- AWS encourages customers to switch from nvidia to its cheaper trainer chip
- It says its hardware offers the same performance with a cost saving of 25 percent
- Amazon’s pitch happened when NVIDIA showcased her new hardware on GTC 2025
While NVIDIA hosted its annual GTC 2025 conference, which showed new products such as DGX Spark and DGX Station AI Supercomputer, Amazon tried to convince his clouds that they could save money by moving away from Pexy Nvidia -Darware and embracing Amazon’s own AI chips.
The information The AWS claims beat at least one of its cloud customers to consider renting servers driven by Amazon’s Trainium Chip and claimed they could enjoy the same service as NVIDIA’s H100, but to 25 percent of costs.
Tractium is one of several internal chips developed by Amazon (together with graviton and inferentia), built for training machine learning models in the AWS cloud and offers a cheaper alternative to GPU-based systems. Amazon’s silicon is not intended as a similar-to-like replacement for Nvidia’s more advanced products, but it doesn’t have to be.

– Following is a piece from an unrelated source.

PR #248, opened 2015-07-15
SHA bump for OSAD to match kilo as of 15/07/2015

nrb:
This SHA bump is largely to grab some important fixes for the upcoming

Part of the AI conversation
Amazon’s offerings appear to be part of a wider shift across the ski market, where providers such as AWS and Google develop their own chips and offer them to customers as a way to avoid costs – and scarcity – of Nvidia’s much sought after GPUs.
“What AWS is doing is smart,” Matt Kimball, VP and Principal Analyst for Data Compute and Storage at Moor Insights & Strategy, told NetworkWorld. “It tells the world that there is a cost-effective alternative that is also performing for AI training needs. It inserts itself into the AI conversation.”
The course here is of course access. AWS allows customers to experiment with training and inference workloads without having to wait months for an NVIDIA GPU or pay top dollar for it.
While a 25 percent saving is definitely not to be sniffed on, and something that will undoubtedly appeal to a number of AWS customers, there are obvious disadvantages for buyers to consider.
Seam NetworkWorld Remarks, “Companies used to work with Nvidia’s Compute Unified Device Architecture (CUDA) have to think about the cost of switching to a brand new platform like Trainium. In addition, Trainium is only available on AWS so users can be locked inside.”